# "ei" Pronunciation



## shannenms

Maybe it sounds stupid of me, but I am a little confused in pronounciating this diphthong, "ei", most of my books say that is pronounced like "ei" in "height" but one of them says something else.

Any help would be appreciated


----------



## Outsider

In modern Greek, it's pronounced like the "e" in English "be" (or like the "ei" in "deceit"). See here.


----------



## shannenms

Thank you

How about in Ancient Greek?


----------



## pulcinella

shannenms said:


> Thank you
> 
> How about in Ancient Greek?


For the ancient Greek there are various theories and, as there has been no audio data testimoning how ancient Greeks pronounced, it is not possible to say for sure which one is the precise one. I wouldn't know the exacte difference - professors and teachers of ancient Greek could maybe explain what the different theories suggest. In modern Greek several letters and dipthongs (ι, η, υ, οι, ει υι) all produce the same sound: /i/ - there is non distinction between them as far as pronounciation is concerned, there is one standard sound for all of them, that of /i/.


----------



## shannenms

So you pronounce "einai" like "inai"?


----------



## anthodocheio

Like "ine"!


----------



## shannenms

Don't you think it is not reasonable to believe that  ancients might have pronounced the same wasy as you do now when it seems they had assigned any sound a special letter?
If they wanted to pronounce that like "i" they could have used "i" in "einai".


----------



## pulcinella

Yes, as anthodocheio says, like "ine" - the diphthong "αι" is pronounced exactly like "ε".

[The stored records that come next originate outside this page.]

PR #1132, opened 2023-12-21
contrib/epson-inkjet-printer-escpr: new package (1.8.2)

mhmdanas:


contrib/epson-inkjet-printer-escpr/template.py
```diff
@@ -0,0 +1,21 @@
...
+make_cmd = "gmake"
+make_dir = "."
+hostmakedepends = ["gmake"]
+makedepends = ["cups-devel"]
+depends = ["cups-filters"]
+pkgdesc = "Epson Inkjet Printer Driver (ESC/P-R)"
+maintainer = "triallax <triallax@tutanota.com>"
+license = "GPL-2.0-or-later"
+url = "https://download.ebz.epson.net/dsc/search/01/search?OSC=LX&productName=B700"
+source = f"https://download3.ebz.epson.net/dsc/f/03/00/15/37/36/9209d0195bbe0743c8f9f427bdc5d09186d72ba2/epson-inkjet-printer-escpr-{pkgver}-1.tar.gz"
```
q66, line 20: is this link stable

contrib/epson-inkjet-printer-escpr/update.py
```diff
@@ -0,0 +1 @@
+ignore = True
```
q66, line 1: no way to do update check?

contrib/epson-inkjet-printer-escpr/template.py
mhmdanas: Unfortunately not, it changes on every version. :/

q66: changing every version doesn't matter and wasn't the question, i'm asking if this link will remain the same for this version and if it'll provide a tarball of the same checksum

mhmdanas: Ah, if that's what what you mean, then yes, the link is stable.

PR #1136, opened 2023-12-22
contrib/swayidle: build with elogind support

mhmdanas:


contrib/swayidle/template.py
```diff
@@ -1,16 +1,13 @@
...
 hostmakedepends = [
     "meson",
     "pkgconf",
     "scdoc",
 ]
-makedepends = [
-    "wayland-devel",
-    "wayland-protocols",
-]
+makedepends = ["wayland-devel", "wayland-protocols", "elogind-devel"]
```
q66, line 10: sort

PR #1140, opened 2023-12-23
contrib/socat: fix BUILD_DATE, move socat-*.sh to examples

subnut:


q66:
unless upstream is willing to switch away from bash, i don't want to have downstream patches for this

also this PR has gratuitous changes like to pkgdesc and the formatting of makedepends, and the incorrect switch from gnu_configure to configure

contrib/socat/template.py
```diff
@@ -1,22 +1,31 @@
...
-source = f"{url}/download/socat-{pkgver}.tar.gz"
-sha256 = "6010f4f311e5ebe0e63c77f78613d264253680006ac8979f52b0711a9a231e82"
+source = f"{url}/download/socat-{pkgver}.tar.bz2"
+sha256 = "e1de683dd22ee0e3a6c6bbff269abe18ab0c9d7eb650204f125155b9005faca7"
 hardening = ["vis", "cfi"]
-# needs a smorgasbord of random network utilities
-options = ["!check"]
+
+
+def post_extract(self):
```
q66, line 18: also template-side fixups via sed are never allowed

q66: https://github.com/chimera-linux/cports/blob/master/Packaging.md#correct_templates

contrib/socat/patches/fix-date.patch
```diff
@@ -0,0 +1,11 @@
+--- a/configure
++++ b/configure
+@@ -22710,7 +22710,7 @@
+ # allow BUILD_DATE to be externally set for build reproducibility
+ if test "$SOURCE_DATE_EPOCH"; then
+   DATE_FMT="%d %b %Y %H:%M:%S"
+-  BUILD_DATE=$(LC_ALL=C date -u -d "@$SOURCE_DATE_EPOCH" "+$DATE_FMT")
++  BUILD_DATE=$(LC_ALL=C date -u -j -f %s "@$SOURCE_DATE_EPOCH" "+$DATE_FMT")
```
nekopsykose, line 8: pretty sure this doesn't work

```
$ LC_ALL=C date -u -j -f %s "@1234545" "+%d %b %Y %H:%M:%S"
Warning: Ignoring 9 extraneous characters in date string (@+1234545)
01 Jan 1970 00:00:00
```

contrib/socat/patches/fix-test.patch
```diff
@@ -0,0 +1,99 @@
...
+ 
+ cert:
+ 	# prepare critical files with correct permissions to avoid race cond
+--- a/test.sh
++++ b/test.sh
+@@ -8,12 +8,12 @@
+ # this script uses functions; you need a shell that supports them
+ 
+ # you can pass general options to socat: export OPTS="-d -d -d -d -lu"
+-# you can eg strace socat with: export TRACE="strace -v -tt -ff -D -x -s 1024 -o /tmp/$USER/socat.strace"
```
nekopsykose, line 18: rather than patch 50 uses of USER you could set it in the environment

contrib/socat/template.py
```diff
@@ -11,12 +11,12 @@
     "openssl-devel",
     "readline-devel",
 ]
+checkdepends = ["bash", "iproute2", "procps"]
+depends = ["bash"]
```
nekopsykose, line 15: socat itself doesn't need bash, the only thing that does are the *.sh scripts that i have never seen anyone use (they look more like examples than anything)

contrib/socat/patches/fix-date.patch
subnut: fixed

contrib/socat/template.py
subnut: moved to usr/share/examples

contrib/socat/patches/fix-test.patch
subnut: It was done like that because test 217 was failing whenever $USER was set in the environment.

Since then, i've discovered tons of heisenbugs in the testing code.  
So I've reverted back to disabling tests.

Also ο ω are both pronounced /o/ in modern Greek.


----------



## shannenms

That is appicable to all instances of "ei"?


----------



## pulcinella

shannenms said:


> Don't you think it is not reasonable to believe that ancients might have pronounced the same wasy as you do now when it seems they had assigned any sound a special letter?
> If they wanted to pronounce that like "i" they could have used "i" in "einai".


I think that ancient Greeks pronounced every different letter and diphthong in different ways and this is obviously the reason why they used different letters. Now it is not possible to know how exactly they differed, there are some theories but there is no evidence for the reason that there are no recordings or sound transcriptions. But the language evolves together with the people and at this moment (well, for the last centuries) the fact is that in modern Greek different letters and diphthongs have been producing the same sound - there's nothing to do about it


----------



## pulcinella

shannenms said:


> That is appicable to all instances of "ei"?

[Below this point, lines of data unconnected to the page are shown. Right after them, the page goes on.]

PR #1141, opened 2023-12-23
contrib/spice-vdagent: disable cfi

JamiKettunen:
Both the daemon and client can crash each other upon exit when built with CFI: https://paste.c-net.org/519lq1pmlhda


q66:
this is why i say cfi for glib things is futile

JamiKettunen:
I'll keep that in mind if something needs `glib-devel` to build now, in this case from my quick testing of the "expected" `dinitctl enable spice-vdagentd` and relogging to start the client worked just fine without issue, but relogging again broke the service for example (which without CFI keeps running if the client quits)

PR #1146, opened 2023-12-26
main/icu: update to 74.2

nekopsykose:


nekopsykose:
seems even older libreoffice is broken post rebuild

As a rule yes. There are cases in which "ei" is pronounced /ei/ and in those cases this is indicated with a symbol placed above "i" - in the keyboard that I'm using I don't have that symbol in order to place it here and show it to you but it s 2 points, 2 fullstops, like the symbol that is used in some German letters. When this symbol is placed over the 2nd letter of a diphthong, this meand that you need to read the letters separately and not asa diphthong.


----------



## shannenms

I think there are still some scientific ways to find as closely as possible the way they pronounced


----------



## shannenms

pulcinella said:


> As a rule yes. There are cases in which "ei" is pronounced /ei/ and in those cases this is indicated with a symbol placed above "i" - in the keyboard that I'm using I don't have that symbol in order to place it here and show it to you but it s 2 points, 2 fullstops, like the symbol that is used in some German letters. When this symbol is placed over the 2nd letter of a diphthong, this meand that you need to read the letters separately and not asa diphthong.


 

That was also practiced by your ancient people
Read the first lines of Illiad


----------



## Outsider

Read the page I linked to above. By the classical period, "ei" had already become a monophthong, the long vowel /e:/. Later, length was lost, and the /e/ shifted to /i/.


----------



## shannenms

I checked the link, but problem is that I don't know how this /e:/  is pronounced.


----------



## modus.irrealis

For the reconstructed pronunciation (_Vox Graeca_ by Allen is a good source for this), I can tell you that the pronunciation of ει in Attic Greek is [e:], which is a long close e-vowel (like German _Beet_), but the evidence is that it became [i:] before 1 AD and then later on when the long vs. short vowel distinction was lost, it acquired its modern sound.

But it's slightly more complicated than that because ει represents two original sound: the [e:] sound above which occured because of lengthening of ε or from contraction, e.g. ποιειτε is from ποιεετε, and an actual diphthong [ei] as in English _weight_. In fact in the Old Attic alphabet these two sounds were written differently, the [e:] sound as Ε and the [ei] sound as ΕΙ (so λείπειν would have been ΛΕΙΠΕΝ), but presumably, by the time the current alphabet was adopted in Athens, the two sounds had merged so that ει could now be used to write the [e:] sound.

Long story short, [e:] is probably what Plato said.



shannenms said:


> Maybe it sounds stupid of me, but I am a little confused in pronounciating this diphthong, "ei", most of my books say that is pronounced like "ei" in "height" but one of them says something else.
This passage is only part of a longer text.